PR #581, opened 2016-06-18
Improve logic for checking when to proceed to next fix

### LINKED ISSUE #456: "loop-dee-loop" of confusion
Often, aircraft will be projected to do big loops around fixes they're navigating to, presumably because they are projected to "miss" the fix slightly, and then try to loop back around to cross directly over it like they were trying to. In reality, passing right over the fix is not super important. I'm not sure _how_ the logic works to determine whether you are close enough, but for our purposes it could be as simple as increasing the allowable lateral deviation from the fix's position to consider the aircraft "over it" sufficiently to proceed to the next waypoint.

image
In this screenshot, the aircraft ends up slightly east of `ANKER`, and therefore turns hard left to try to reach it.

erikquinn:
Especially on a slow computer or at higher simulation rates, it is noticeable that aircraft miss their waypoints slightly, because the distance covered between two position recalculations is outside the radius acceptable to consider the aircraft to be "over the fix". Instead, it now checks whether they have _PASSED_ the fix, thus resolving the issue.

This pull resolves #456.


tedrek:
I think this has a bug, if you order an aircraft to a fix which would require a greater than 180 degree turn then it will immediately proceed to the next fix, even if the requested fix is 100km away.  I'm not sure the best way of fixing that, perhaps keeping the previous offset and switching to the next fix when the offset goes from positive to negative?

erikquinn:
@tedrek Yeah, you're right. I thought about this for a _long_ while today, and can't come up with a good solution, sadly... Best I can seem to do is to limit it so it will only move on to the next waypoint if it has passed it and is within a certain distance of the fix. Then, worst case scenario, it would skip the waypoint that's close behind them, and then enter the turn to the second one... it's not ideal, but would at least solve the main issue at hand I guess.

tedrek:
An unstated assumption here is that the game should behave well as the simulation step size increases without bound.  However that's probably a bad approach to take.

assets/scripts/module.js:304 limits the step size to 1/20 of a second.  With 5x warp the step size can increase to 1/4 of a second.  My thinking at this point is the step size should be limited to 1/5 of a second as the value at which two aircraft will reliably collide when in a head-on course at speed and altitude.  This means an aircraft would not move more than roughly 50 meters in a single step.

#456 is not caused by a slow computer, rather it's caused by the step time being increased to 5 seconds during projection.  This means aircraft can be moving up to 1.25 km per step which makes it pretty clear why the 1km distance doesn't work reliably for projections.

erikquinn:
@tedrek okay, understood. I guess part of why I went this seemingly strange route is because I like to let the game "run for hours" as a lazy last step of testing something (particularly new airports). I fling the simulation rate up to about 1000x and in less than 5 minutes real time, it's pretty well guaranteed to have spawned all combinations of aircraft, and then I know there aren't any problems with airlines, fleets, SIDs (assuming I depart a few), STARs, etc. It's caught more than a few things I missed when reviewing others' work, and the spinning kind of just drove me bonkers, that's all.

It actually boils down to two things when at high sim rates:
1. The projection lines aren't always accurate, because the step size can become enormous.
2. The aircraft might not realize when they "pass" a fix because they hopped _over_ the point.

---

Paths forward that come to mind:
1. set a cap of ~300m maximum projection step size
   - :+1: resolves item 1
   - :x: limits the allowable maximum simulation rate
2. use changed logic for passing fixes, as proposed in this pr
   - :+1: resolves item 1
   - :+1: resolves item 2
   - :+1: does not limit allowable maximum simulation rate
   - :x: when <~5nm from the current fix, facing away, it will skip over that fix (undesirable)
3. spend fewer cycles on projection and more on positional precision
   - :+1: resolves item 1 because more data will be available
   - :+1: resolves item 2 because more data will be available
   - :+1: end up with a higher density of positional data
   - :ok_hand: would have to run some timers that call `canvas_draw_aircraft()` at a specifyable interval in order to update at a different rate than the position recalculations (but that doesn't worry me)
4. do not attempt to conduct projections above 50x simulation
   - :+1: resolves item 1
   - :x: does nothing to address aircraft who actually do miss their fixes (item 2)
   - :x: no projection lines, obviously

Way I see it, I'd personally rank the options 3-2-1-4.

How do you feel about these? Or any other ideas you may have?

Thanks.

erikquinn:
Option 3 is the plan, if projection isn't just to be removed altogether. Regardless, this can be closed for now.

PR #590, opened 2016-06-25
[ready & complete] VABB, Mumbai Chhatrapati Shivaji International Airport, IND

eliuuk:
Chhatrapati Shivaji International Airport is the airport of Mumbai, India. It is the second busiest international airport in India after Delhi, and is also a hub for Air India, Air India Regional, Blue Dart Aviation, GoAir, Jet Airways and JetKonnect. Additionally, it's a focus city for IndiGo.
****************************************
● **Problem requirements**: From the line containing "- :x: when <~5nm" to the final line of the data above, transcribe every line exactly and nothing more.

● **Task response**:
   - :x: when <~5nm from the current fix, facing away, it will skip over that fix (undesirable)
3. spend fewer cycles on projection and more on positional precision
   - :+1: resolves item 1 because more data will be available
   - :+1: resolves item 2 because more data will be available
   - :+1: end up with a higher density of positional data
   - :ok_hand: would have to run some timers that call `canvas_draw_aircraft()` at a specifyable interval in order to update at a different rate than the position recalculations (but that doesn't worry me)
4. do not attempt to conduct projections above 50x simulation
   - :+1: resolves item 1
   - :x: does nothing to address aircraft who actually do miss their fixes (item 2)
   - :x: no projection lines, obviously

Way I see it, I'd personally rank the options 3-2-1-4.

How do you feel about these? Or any other ideas you may have?

Thanks.

erikquinn:
Option 3 is the plan, if projection isn't just to be removed altogether. Regardless, this can be closed for now.

PR #590, opened 2016-06-25
[ready & complete] VABB, Mumbai Chhatrapati Shivaji International Airport, IND

eliuuk:
Chhatrapati Shivaji International Airport is the airport of Mumbai, India. It is the second busiest international airport in India after Delhi, and is also a hub for Air India, Air India Regional, Blue Dart Aviation, GoAir, Jet Airways and JetKonnect. Additionally, it's a focus city for IndiGo.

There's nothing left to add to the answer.